Revisé por los pagos de ustedes y veo que los precios son un poco mas bajos, pero tendría que agarrar el auto e ir a buscarla...

En este punto me estoy planteando si no me sale mas barato mandar a buscar a USA los potes con las perillas y armarme una consola modular yo...

Saludos


----------



## Cacho (Ago 26, 2010)

Dos palabras Dano: Para Guay 

Ahí tienen mucho mejores precios que acá. No la vayas a entrar sin pagar los derechos de aduana, ¿eh, picarón?.
Estudiodj.com.py y electronicaparis.com.py te pueden dar una guía buena de precios.

Saludos


----------



## Dano (Ago 27, 2010)

Cacho dijo:


> Dos palabras Dano: Para Guay
> 
> Ahí tienen mucho mejores precios que acá. No la vayas a entrar sin pagar los derechos de aduana, ¿eh, picarón?.
> Estudiodj.com.py y electronicaparis.com.py te pueden dar una guía buena de precios.
> ...




Gracias por las páginas, estudio Dj tiene dos Yamaha de 24/36 .4 con 4/6aux que tambien las ví por aca.
Por lo visto son mas baratas unos 200 dólares, pero el viaje de ir a buscarlas es laaargo.

Electrónica paris se queda corto en lo que necesito 

Dan ganas de ir en bondi/avión/auto/moto/(bicicleta talvez ¿?) hasta USA para buscar consolas. 

Saludos


----------



## pandacba (Nov 5, 2010)

Hay un detalle y tiene que ver por el correo, a mi a menudo me mandan catalogos o conjunto de ellos a veces cajas que pesan 5 o 7 Kg si viena a correo argentino fui es un lio tremendo,  casi siempre me quieren hacer pagar arancel, hay muchas cosa que las he devulto y he puesto en la devolución se devuelve porque el correo local pretende cobrar un valor superior al que tendria el material por ustedes enviado gratuitamente. Favor de enviar por correo privaod Fedex o DHL  que encima te lo entregan en la puerta, en cambio con correo argentino debo ir a buscarlo  y tener mil problemas sin contar la perdida de tiempo. e incluso a veces no avisan  que te llego, suelo recibir que el envio fue devuelto.
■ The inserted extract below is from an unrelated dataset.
PR #2744, opened 2022-11-13
Fix a typo in the root documentation page

ansman:


IgnatBeresnev (approved):
Thank you for the fix!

Hace poco traje unas cosas de Texas Instruments me las enviaron por Fedex vino empaquetado tal cual salio de USA, la última compra a Little Diode de Inglaterra me llego via España ningún problema no era mucho en esa ocasión unos 150 libras esterlinas.  El tratamiento que tiene la merca por estas epresas es diferente, estuve averiguando ya que ellos mismos transportan la merca de un punto a otro y tienen otro tipo de controles, por ejemplo todo lo que viene por Feddex o DHL viene perfectamente cerrado en cambio lo que entra por correo argentino te lo abren y más de una vez te roban cosas, me ha pasado.
Un amigo trajo un maletin con herramientas a muy buen precio, por poco solo llega el maletín pelado...
Otro especifico correo privado y le llego todo sin ningun problema, por alli y dependiendo de que compres es preferible pagar el correo privado y no que te llegue una parte o peor que no lo puedas retirar...


----------



## Neodymio (Dic 19, 2010)

pandacba dijo:


> Hay un detalle y tiene que ver por el correo, a mi a menudo me mandan catalogos o conjunto de ellos a veces cajas que pesan 5 o 7 Kg si viena a correo argentino fui es un lio tremendo,  casi siempre me quieren hacer pagar arancel, hay muchas cosa que las he devulto y he puesto en la devolución se devuelve porque el correo local pretende cobrar un valor superior al que tendria el material por ustedes enviado gratuitamente. Favor de enviar por correo privaod Fedex o DHL  que encima te lo entregan en la puerta, en cambio con correo argentino debo ir a buscarlo  y tener mil problemas sin contar la perdida de tiempo. e incluso a veces no avisan  que te llego, suelo recibir que el envio fue devuelto.
> 
> Hace poco traje unas cosas de Texas Instruments me las enviaron por Fedex vino empaquetado tal cual salio de USA, la última compra a Little Diode de Inglaterra me llego via España ningún problema no era mucho en esa ocasión unos 150 libras esterlinas.  El tratamiento que tiene la merca por estas epresas es diferente, estuve averiguando ya que ellos mismos transportan la merca de un punto a otro y tienen otro tipo de controles, por ejemplo todo lo que viene por Feddex o DHL viene perfectamente cerrado en cambio lo que entra por correo argentino te lo abren y más de una vez te roban cosas, me ha pasado.
> Un amigo trajo un maletin con herramientas a muy buen precio, por poco solo llega el maletín pelado...
> Otro especifico correo privado y le llego todo sin ningun problema, por alli y dependiendo de que compres es preferible pagar el correo privado y no que te llegue una parte o peor que no lo puedas retirar...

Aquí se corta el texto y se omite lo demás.